## [Available records]
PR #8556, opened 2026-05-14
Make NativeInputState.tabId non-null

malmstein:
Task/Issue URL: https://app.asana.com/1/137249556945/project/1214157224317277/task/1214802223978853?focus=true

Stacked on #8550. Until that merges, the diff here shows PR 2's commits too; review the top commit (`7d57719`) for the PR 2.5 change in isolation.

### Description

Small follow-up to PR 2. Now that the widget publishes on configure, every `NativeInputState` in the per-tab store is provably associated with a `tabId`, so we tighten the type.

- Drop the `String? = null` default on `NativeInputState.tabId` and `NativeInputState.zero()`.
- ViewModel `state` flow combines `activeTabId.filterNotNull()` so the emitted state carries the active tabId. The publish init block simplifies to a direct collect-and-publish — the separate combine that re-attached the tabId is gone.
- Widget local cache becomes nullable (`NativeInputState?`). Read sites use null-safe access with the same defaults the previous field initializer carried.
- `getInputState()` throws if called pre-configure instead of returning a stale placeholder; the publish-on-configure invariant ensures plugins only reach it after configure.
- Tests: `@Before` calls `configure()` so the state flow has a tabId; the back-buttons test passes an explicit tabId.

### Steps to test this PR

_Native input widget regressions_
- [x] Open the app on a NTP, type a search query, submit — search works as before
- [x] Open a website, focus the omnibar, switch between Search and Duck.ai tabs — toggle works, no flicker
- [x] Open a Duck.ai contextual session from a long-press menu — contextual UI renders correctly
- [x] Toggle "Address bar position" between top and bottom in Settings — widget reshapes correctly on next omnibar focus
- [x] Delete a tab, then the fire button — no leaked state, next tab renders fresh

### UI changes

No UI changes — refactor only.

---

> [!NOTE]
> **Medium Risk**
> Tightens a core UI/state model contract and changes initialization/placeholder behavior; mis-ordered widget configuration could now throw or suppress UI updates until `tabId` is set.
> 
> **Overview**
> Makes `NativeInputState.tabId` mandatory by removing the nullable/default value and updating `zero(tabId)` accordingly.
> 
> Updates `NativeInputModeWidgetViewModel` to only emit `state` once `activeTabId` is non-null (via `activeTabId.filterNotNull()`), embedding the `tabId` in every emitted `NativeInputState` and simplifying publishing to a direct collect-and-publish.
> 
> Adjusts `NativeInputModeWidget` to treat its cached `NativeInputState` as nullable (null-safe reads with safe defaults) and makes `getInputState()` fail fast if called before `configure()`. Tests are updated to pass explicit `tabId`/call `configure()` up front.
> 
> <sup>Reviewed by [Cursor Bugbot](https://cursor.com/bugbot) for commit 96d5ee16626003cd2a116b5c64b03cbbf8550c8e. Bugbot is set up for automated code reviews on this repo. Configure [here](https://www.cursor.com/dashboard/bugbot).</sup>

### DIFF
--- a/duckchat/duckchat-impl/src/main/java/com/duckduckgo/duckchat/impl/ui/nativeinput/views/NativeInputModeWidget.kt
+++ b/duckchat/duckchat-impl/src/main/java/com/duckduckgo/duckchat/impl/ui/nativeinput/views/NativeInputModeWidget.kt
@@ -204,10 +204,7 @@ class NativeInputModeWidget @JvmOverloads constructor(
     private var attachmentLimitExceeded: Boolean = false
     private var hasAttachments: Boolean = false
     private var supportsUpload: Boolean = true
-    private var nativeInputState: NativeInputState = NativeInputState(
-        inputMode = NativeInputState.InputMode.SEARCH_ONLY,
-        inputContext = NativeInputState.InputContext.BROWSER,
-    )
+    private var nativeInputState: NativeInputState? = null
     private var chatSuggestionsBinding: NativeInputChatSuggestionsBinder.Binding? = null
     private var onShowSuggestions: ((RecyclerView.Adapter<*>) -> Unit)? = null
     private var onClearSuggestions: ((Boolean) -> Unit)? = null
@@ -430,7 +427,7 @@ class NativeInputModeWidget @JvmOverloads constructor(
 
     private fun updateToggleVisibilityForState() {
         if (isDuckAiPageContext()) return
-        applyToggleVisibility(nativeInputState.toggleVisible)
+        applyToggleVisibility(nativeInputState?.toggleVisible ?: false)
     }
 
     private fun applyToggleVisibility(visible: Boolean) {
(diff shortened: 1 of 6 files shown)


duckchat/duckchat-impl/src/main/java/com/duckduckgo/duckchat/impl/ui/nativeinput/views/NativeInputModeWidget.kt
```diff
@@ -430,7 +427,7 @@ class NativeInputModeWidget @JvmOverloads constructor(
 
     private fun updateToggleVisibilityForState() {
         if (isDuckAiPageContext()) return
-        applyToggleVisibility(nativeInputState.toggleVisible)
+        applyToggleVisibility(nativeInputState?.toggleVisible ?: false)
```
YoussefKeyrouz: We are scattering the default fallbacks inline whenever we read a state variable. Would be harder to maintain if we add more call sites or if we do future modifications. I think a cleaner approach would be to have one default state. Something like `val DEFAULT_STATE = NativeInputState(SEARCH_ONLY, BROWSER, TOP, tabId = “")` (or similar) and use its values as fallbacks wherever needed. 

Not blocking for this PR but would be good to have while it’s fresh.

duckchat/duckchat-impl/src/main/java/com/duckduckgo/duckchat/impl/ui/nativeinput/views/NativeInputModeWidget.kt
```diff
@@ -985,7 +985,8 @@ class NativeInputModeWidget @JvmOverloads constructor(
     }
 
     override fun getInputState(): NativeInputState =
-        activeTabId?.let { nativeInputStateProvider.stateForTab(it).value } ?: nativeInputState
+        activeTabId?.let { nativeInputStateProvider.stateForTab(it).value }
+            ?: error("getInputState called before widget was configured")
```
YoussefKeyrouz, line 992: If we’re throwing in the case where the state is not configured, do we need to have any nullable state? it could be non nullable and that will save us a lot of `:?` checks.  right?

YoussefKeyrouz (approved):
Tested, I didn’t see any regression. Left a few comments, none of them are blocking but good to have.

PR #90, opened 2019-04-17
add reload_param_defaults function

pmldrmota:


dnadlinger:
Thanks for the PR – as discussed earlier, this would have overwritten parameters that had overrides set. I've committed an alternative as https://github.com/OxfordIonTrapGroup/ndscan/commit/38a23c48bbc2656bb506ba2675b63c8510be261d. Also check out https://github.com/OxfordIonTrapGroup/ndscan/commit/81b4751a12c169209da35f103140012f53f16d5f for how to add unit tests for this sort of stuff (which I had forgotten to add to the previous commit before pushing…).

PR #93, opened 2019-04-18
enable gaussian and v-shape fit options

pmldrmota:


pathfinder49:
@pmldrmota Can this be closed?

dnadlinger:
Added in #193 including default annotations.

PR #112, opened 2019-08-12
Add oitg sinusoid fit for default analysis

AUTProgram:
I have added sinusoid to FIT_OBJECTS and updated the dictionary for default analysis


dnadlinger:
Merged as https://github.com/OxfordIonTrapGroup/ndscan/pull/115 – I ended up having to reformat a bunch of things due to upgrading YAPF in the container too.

## [Required action]
Set down every record above, word for word.

## [Answer to this exercise]
PR #8556, opened 2026-05-14
Make NativeInputState.tabId non-null

malmstein:
Task/Issue URL: https://app.asana.com/1/137249556945/project/1214157224317277/task/1214802223978853?focus=true

Stacked on #8550. Until that merges, the diff here shows PR 2's commits too; review the top commit (`7d57719`) for the PR 2.5 change in isolation.

### Description

Small follow-up to PR 2. Now that the widget publishes on configure, every `NativeInputState` in the per-tab store is provably associated with a `tabId`, so we tighten the type.

- Drop the `String? = null` default on `NativeInputState.tabId` and `NativeInputState.zero()`.
- ViewModel `state` flow combines `activeTabId.filterNotNull()` so the emitted state carries the active tabId. The publish init block simplifies to a direct collect-and-publish — the separate combine that re-attached the tabId is gone.
- Widget local cache becomes nullable (`NativeInputState?`). Read sites use null-safe access with the same defaults the previous field initializer carried.
- `getInputState()` throws if called pre-configure instead of returning a stale placeholder; the publish-on-configure invariant ensures plugins only reach it after configure.
- Tests: `@Before` calls `configure()` so the state flow has a tabId; the back-buttons test passes an explicit tabId.

### Steps to test this PR

_Native input widget regressions_
- [x] Open the app on a NTP, type a search query, submit — search works as before
- [x] Open a website, focus the omnibar, switch between Search and Duck.ai tabs — toggle works, no flicker
- [x] Open a Duck.ai contextual session from a long-press menu — contextual UI renders correctly
- [x] Toggle "Address bar position" between top and bottom in Settings — widget reshapes correctly on next omnibar focus
- [x] Delete a tab, then the fire button — no leaked state, next tab renders fresh

### UI changes

No UI changes — refactor only.

---

> [!NOTE]
> **Medium Risk**
> Tightens a core UI/state model contract and changes initialization/placeholder behavior; mis-ordered widget configuration could now throw or suppress UI updates until `tabId` is set.
> 
> **Overview**
> Makes `NativeInputState.tabId` mandatory by removing the nullable/default value and updating `zero(tabId)` accordingly.
> 
> Updates `NativeInputModeWidgetViewModel` to only emit `state` once `activeTabId` is non-null (via `activeTabId.filterNotNull()`), embedding the `tabId` in every emitted `NativeInputState` and simplifying publishing to a direct collect-and-publish.
> 
> Adjusts `NativeInputModeWidget` to treat its cached `NativeInputState` as nullable (null-safe reads with safe defaults) and makes `getInputState()` fail fast if called before `configure()`. Tests are updated to pass explicit `tabId`/call `configure()` up front.
> 
> <sup>Reviewed by [Cursor Bugbot](https://cursor.com/bugbot) for commit 96d5ee16626003cd2a116b5c64b03cbbf8550c8e. Bugbot is set up for automated code reviews on this repo. Configure [here](https://www.cursor.com/dashboard/bugbot).</sup>

### DIFF
--- a/duckchat/duckchat-impl/src/main/java/com/duckduckgo/duckchat/impl/ui/nativeinput/views/NativeInputModeWidget.kt
+++ b/duckchat/duckchat-impl/src/main/java/com/duckduckgo/duckchat/impl/ui/nativeinput/views/NativeInputModeWidget.kt
@@ -204,10 +204,7 @@ class NativeInputModeWidget @JvmOverloads constructor(
     private var attachmentLimitExceeded: Boolean = false
     private var hasAttachments: Boolean = false
     private var supportsUpload: Boolean = true
-    private var nativeInputState: NativeInputState = NativeInputState(
-        inputMode = NativeInputState.InputMode.SEARCH_ONLY,
-        inputContext = NativeInputState.InputContext.BROWSER,
-    )
+    private var nativeInputState: NativeInputState? = null
     private var chatSuggestionsBinding: NativeInputChatSuggestionsBinder.Binding? = null
     private var onShowSuggestions: ((RecyclerView.Adapter<*>) -> Unit)? = null
     private var onClearSuggestions: ((Boolean) -> Unit)? = null
@@ -430,7 +427,7 @@ class NativeInputModeWidget @JvmOverloads constructor(
 
     private fun updateToggleVisibilityForState() {
         if (isDuckAiPageContext()) return
-        applyToggleVisibility(nativeInputState.toggleVisible)
+        applyToggleVisibility(nativeInputState?.toggleVisible ?: false)
     }
 
     private fun applyToggleVisibility(visible: Boolean) {
(diff shortened: 1 of 6 files shown)


duckchat/duckchat-impl/src/main/java/com/duckduckgo/duckchat/impl/ui/nativeinput/views/NativeInputModeWidget.kt
```diff
@@ -430,7 +427,7 @@ class NativeInputModeWidget @JvmOverloads constructor(
 
     private fun updateToggleVisibilityForState() {
         if (isDuckAiPageContext()) return
-        applyToggleVisibility(nativeInputState.toggleVisible)
+        applyToggleVisibility(nativeInputState?.toggleVisible ?: false)
```
YoussefKeyrouz: We are scattering the default fallbacks inline whenever we read a state variable. Would be harder to maintain if we add more call sites or if we do future modifications. I think a cleaner approach would be to have one default state. Something like `val DEFAULT_STATE = NativeInputState(SEARCH_ONLY, BROWSER, TOP, tabId = “")` (or similar) and use its values as fallbacks wherever needed. 

Not blocking for this PR but would be good to have while it’s fresh.

duckchat/duckchat-impl/src/main/java/com/duckduckgo/duckchat/impl/ui/nativeinput/views/NativeInputModeWidget.kt
```diff
@@ -985,7 +985,8 @@ class NativeInputModeWidget @JvmOverloads constructor(
     }
 
     override fun getInputState(): NativeInputState =
-        activeTabId?.let { nativeInputStateProvider.stateForTab(it).value } ?: nativeInputState
+        activeTabId?.let { nativeInputStateProvider.stateForTab(it).value }
+            ?: error("getInputState called before widget was configured")
```
YoussefKeyrouz, line 992: If we’re throwing in the case where the state is not configured, do we need to have any nullable state? it could be non nullable and that will save us a lot of `:?` checks.  right?

YoussefKeyrouz (approved):
Tested, I didn’t see any regression. Left a few comments, none of them are blocking but good to have.

PR #90, opened 2019-04-17
add reload_param_defaults function

pmldrmota:


dnadlinger:
Thanks for the PR – as discussed earlier, this would have overwritten parameters that had overrides set. I've committed an alternative as https://github.com/OxfordIonTrapGroup/ndscan/commit/38a23c48bbc2656bb506ba2675b63c8510be261d. Also check out https://github.com/OxfordIonTrapGroup/ndscan/commit/81b4751a12c169209da35f103140012f53f16d5f for how to add unit tests for this sort of stuff (which I had forgotten to add to the previous commit before pushing…).

PR #93, opened 2019-04-18
enable gaussian and v-shape fit options

pmldrmota:


pathfinder49:
@pmldrmota Can this be closed?

dnadlinger:
Added in #193 including default annotations.

PR #112, opened 2019-08-12
Add oitg sinusoid fit for default analysis

AUTProgram:
I have added sinusoid to FIT_OBJECTS and updated the dictionary for default analysis


dnadlinger:
Merged as https://github.com/OxfordIonTrapGroup/ndscan/pull/115 – I ended up having to reformat a bunch of things due to upgrading YAPF in the container too.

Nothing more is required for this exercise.